(Stored data)
PR #248, opened 2022-08-19
Debug logging (edr.log) a failure to load a module.

elongl:
Adds information to `edr.log` if loading a module fails.
Allows us to investigate the problem without requiring extra work from the user.


IDoneShaveIt (approved):
LGTM!

PR #249, opened 2022-08-19
Changed monitor's command title.

elongl:
In order to avoid confusion with the reports, `monitor` doesn't necessarily send Slack alerts.

image


IDoneShaveIt (approved):
LGTM!

PR #252, opened 2022-08-20
Not tracking purposeful exit.

elongl:


tracking/anonymous_tracking.py
```diff
@@ -83,6 +84,8 @@ def track_cli_end(self, module_name: str, execution_properties: dict, command: s
             pass
 
     def track_cli_exception(self, module_name: str, exc: Exception, command: str = None) -> None:
+        if isinstance(exc, click.exceptions.Exit):
```
IDoneShaveIt, line 87: mmmmm I am not sure about it 🤔 
What if someone ran a report, then canceled it in the middle? We will have a log for running the report, but no log that tells us that we don't have an end/fail log because the user canceled it in the middle

IDoneShaveIt (commented):
The code itself looks good, but I am not sure why we want to ignore those tracking?

tracking/anonymous_tracking.py
elongl: If he canceled, that'd be a `KeyboardInterrupt`.
A `click.exception.Exit` is an exception that is only raised by us (`ctx.exit(1)`).
This happens when a user provided invalid configuration.
Currently, `cli-exception` is considered an error or a bug on our side that we need to fix.

IDoneShaveIt: Got it. Thanks!

IDoneShaveIt (approved):
LGTM!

## Activity
The response must consist solely of the lines from the top of the records through the line holding "PR #252, opened 2022-08-20", copied word for word.

## Result of this exercise
PR #248, opened 2022-08-19
Debug logging (edr.log) a failure to load a module.

elongl:
Adds information to `edr.log` if loading a module fails.
Allows us to investigate the problem without requiring extra work from the user.


IDoneShaveIt (approved):
LGTM!

PR #249, opened 2022-08-19
Changed monitor's command title.

elongl:
In order to avoid confusion with the reports, `monitor` doesn't necessarily send Slack alerts.

image


IDoneShaveIt (approved):
LGTM!

PR #252, opened 2022-08-20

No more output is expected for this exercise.